(Collected data)
PR #747, opened 2016-02-16
Autosave create un-useless draft 

misstick:
## Creating a new message
When I click on 'compose' : 
 - an empty draft is displayed

When I change the fields : to, cc, ccc, subject, message, attachment,
 - [x] message is saved on client,
 - [x] message is saved on server.
 - [x] a draft is created on 1st save,
 - [x] DO not create empty message

## Updating message in Drafts
I choose 'Draft' MailBox, and I click on a message in the list
 - [x] ComposeView is displayed with the right data

When I change the fields : to, cc, ccc, subject, message, attachment,
 - [x] message is saved on client,
 - [x] message is saved on server.
 - [x] a draft is created on 1st save,
 - [x] that draft is updated on other save

## Create message : Display ModalBox
 I save data when the component is unmounted 
 - [x] I show Modal when there are differences between client and server data
 - [x] nothing happen if I saved draft before component is unmounted

## Edit draft message : Display ModalBox
 I save data when the component is unmounted 
 - [x] I show Modal when there are differences between client and server data
 - [x] nothing happen if I saved draft before component is unmounted

When I click on a draft into the list and click on another draft :
 - [x] `subject` is updated
 - [x] `cc` is updated
 - [x] `bcc` is updated
 - [x] `content` is updated

Then I click on `cc` (field `cc` is visible) and change the draft selection :
 - [x] `cc` is hidden

Then I click on `bcc` (field `cc` is visible) and change the draft selection :
 - [x] `bcc` is hidden

## Basic message feature
 - [x] toggle between `cc`and `bcc` fields,
 - [x] attachements : add, remove, save,
 - [x] HTML text is style HTML,
 - [x] picture is still a picture

### DIFF
--- a/client/app/components/compose.coffee
+++ b/client/app/components/compose.coffee
@@ -132,7 +132,7 @@ module.exports = Compose = React.createClass
                 div className: 'compose-content',
                     ComposeEditor
                         id                : 'compose-editor'
-                        messageID         : @props.message?.get 'id'
+                        messageID         : @state.id
                         html              : @linkState('html')
                         text              : @linkState('text')
                         accounts          : @props.accounts
@@ -217,11 +217,16 @@ module.exports = Compose = React.createClass
         else if @props.inReplyTo?
             document.getElementById('compose-editor')?.focus()
 
+    isNew: ->
+        not @state.originalConversationID
+
+    unsetNew: ->
+        @state.originalConversationID = @state.conversationID
+
     componentDidUpdate: ->
         # Initialize @state
         # with values from server
-        if @props.settings.get('autosaveDraft') and not @state.id
-            @saveDraft()
+        @saveDraft() if @isNew()
 
         # focus
         switch @state.focus
@@ -256,7 +261,24 @@ module.exports = Compose = React.createClass
         LayoutActionCreator.displayModal params
 
     componentWillUnmount: ->
-        return if @props.lastUpdate is @state.date
+        success = (error, message) =>
+            msg = "#{t "message action draft ok"}"
+            LayoutActionCreator.notify msg, autoclose: true
+
+            # reload conversation to update its length
+            if message and message.conversationID?
+                cid = message.conversationID
+                MessageActionCreator.fetchConversation cid
+
+
+        if @props.lastUpdate is @state.date
+            message = @state
+            error = null
+            setTimeout ->
+                success error, message
+            , 0
+            return
+
 
         doSave = =>
             LayoutActionCreator.hideModal()
@@ -264,15 +286,10 @@ module.exports = Compose = React.createClass
                 if error? or not message?
                     msg = "#{t "message action draft ko"} #{error}"
                     LayoutActionCreator.alertError msg
+                    success error, message
                     return
 
-                msg = "#{t "message action draft ok"}"
-                LayoutActionCreator.notify msg, autoclose: true
-
-                # reload conversation to update its length
-                if message.conversationID?
-                    cid = message.conversationID
-                    MessageActionCreator.fetchConversation cid
+                success error, message
 
         init = =>
             @showModal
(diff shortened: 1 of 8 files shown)


client/app/components/compose.coffee
```diff
@@ -50,21 +50,129 @@ module.exports = Compose = React.createClass
...
+    isNew: ->
+        not @state.conversationID
 
     shouldComponentUpdate: (nextProps, nextState) ->
-        return not(_.isEqual(nextState, @state)) or
-            not (_.isEqual(nextProps, @props))
+        !!nextProps.accounts
 
+    componentWillReceiveProps: (nextProps) ->
+        if nextProps.message
```
aenario: You can probably avoid having to manage this situation (the compose component is injected with another message) by using smart key (compose-#{message.id} ?) attribute in panel.coffee

client/app/components/compose.coffee
```diff
@@ -50,21 +50,129 @@ module.exports = Compose = React.createClass
...
+                nextState.html = MessageUtils.wrapReplyHtml nextState.html
+
+    componentDidMount: ->
+        # scroll compose window into view
+        @getDOMNode().scrollIntoView()
+
+        # Focus
+        if not Array.isArray(@state.to) or @state.to.length is 0
+            setTimeout ->
+                document.getElementById('compose-to')?.focus()
```
aenario: Using autofocus would be cleaner. Can be done in another PR.

client/app/components/mails_input.coffee
```diff
@@ -25,10 +25,12 @@ module.exports = MailsInput = React.createClass
         state.unknown  = ''
         state.selected = 0
         state.open     = false
+        state.focus    = !!state.known.length
         return state
 
     componentWillReceiveProps: (nextProps) ->
-        @setState known: nextProps.valueLink.value
+        value = nextProps.valueLink.value
+        @setState known: value, focus: !!value.length
```
aenario: Use value.length isnt 0 instead of !!

client/app/utils/message_utils.coffee
```diff
@@ -175,11 +185,12 @@ module.exports = MessageUtils =
             when null
                 @setMessageAsDefault options
 
-        # remove my address from dests
-        notMe = (dest) -> return dest.address isnt myAddress
-        message.to = message.to.filter notMe
-        message.cc = message.cc.filter notMe
-        return message
+        # # remove my address from dests
```
aenario: Dont leave commented code, if you really really think we will need it in the future, leave a comment with a git commit number.

client/app/components/mails_input.coffee
```diff
@@ -127,11 +128,12 @@ module.exports = MailsInput = React.createClass
...
+        # Show field if results
+        className += ' shown' if @state.focus
+
         # don't display placeholder if there are dests
-        if knownContacts.length > 0
-            placeholder = ''
-        else
-            placeholder = @props.placeholder
+        hasNoContact = _.isEmpty knownContacts
+        placeholder = unless hasNoContact then '' else @props.placeholder
```
aenario: `if ... then ... else` is more readable than `unless ... then ... else`

client/app/components/mails_input.coffee
```diff
@@ -127,11 +128,12 @@ module.exports = MailsInput = React.createClass
             else
                 event.dataTransfer.dropEffect = 'none'
 
+        # Show field if results
+        className += ' shown' if @state.focus
```
aenario: Beware, focus and shown are two different things, this could cause confusion in the future.

client/app/components/compose_toolbox.coffee
```diff
@@ -38,10 +56,10 @@ module.exports = ComposeToolbox = React.createClass
                         button
                             className: 'btn btn-cozy-non-default btn-delete',
                             type: 'button',
-                            onClick: @props.onDelete,
+                            onClick: @delete,
                                 span className: 'fa fa-trash-o'
                                 span null, t 'compose action delete'
                     button
-                        onClick: @props.onCancel
+                        onClick: @props.cancel
```
aenario: Shouldn't it be @cancel

client/app/components/compose.coffee
misstick: @aenario : that's what I thought first, and I deleted this part of code; but il fact it's about editing 'compose', in Draft Mailbox. When the route change from 'draftMessageList' to 'editDraftIntoMessageList' the component isnt destroyed bu t refresh, so the data is initialized into `getInitialState` ans updated in `shouldComponentUpdate`.

client/app/components/compose.coffee
misstick: @aenario :+1: I didnt have enough time

client/app/components/compose_toolbox.coffee
```diff
@@ -5,31 +5,49 @@
...
+
+    delete: ->
+        @triggerAction 'delete'
 
+    cancel: ->
+        @triggerAction 'cancel'
+
+    triggerAction: (type) ->
+        @setState action : type
+        if (callback = @props[type]) and _.isFunction callback
```
aenario: Better to use `listener` than `callback` here. You can also use `@props[type]?()`. 
I feel `triggerAction` might be too much factorisation, as I often search for `props.xxxxx` in a component to see how its used, may be it would be cleaner to just copy paste 
```
@setState action: 'xxxx'
@props.xxxxx?()
``` 
in the functions above ?

client/app/components/compose.coffee
```diff
@@ -210,378 +323,120 @@ module.exports = Compose = React.createClass
...
-
-    onToggleBcc: (e) ->
-        toggle = (e) -> e.classList.toggle 'shown'
-        toggle e for e in @getDOMNode().querySelectorAll '.compose-bcc'
-        focus = if not @state.bccShown then 'bcc' else ''
-        @setState bccShown: not @state.bccShown, focus: focus
+    toggleField: (event) ->
+        ref = event.currentTarget.getAttribute 'data-ref'
+        view = @refs[ref]
+        value = !!!view.state.focus
```
aenario: use a single not instead of !!!

client/app/components/mails_input.coffee
misstick: @aenario : dont you prefer `not _.isEmpty` instead?

client/app/components/mails_input.coffee
misstick: @aenario : Note that it is `MailInput.focus` not a DOM event `input.focus()`

client/app/components/compose_toolbox.coffee
misstick: @aenario : in fact, I didnt want to repeat all the logic each time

> _Activity_
Scan the entries above for the string "MessageUtils" and copy each line containing it.

> _Result_
+                nextState.html = MessageUtils.wrapReplyHtml nextState.html
@@ -175,11 +185,12 @@ module.exports = MessageUtils =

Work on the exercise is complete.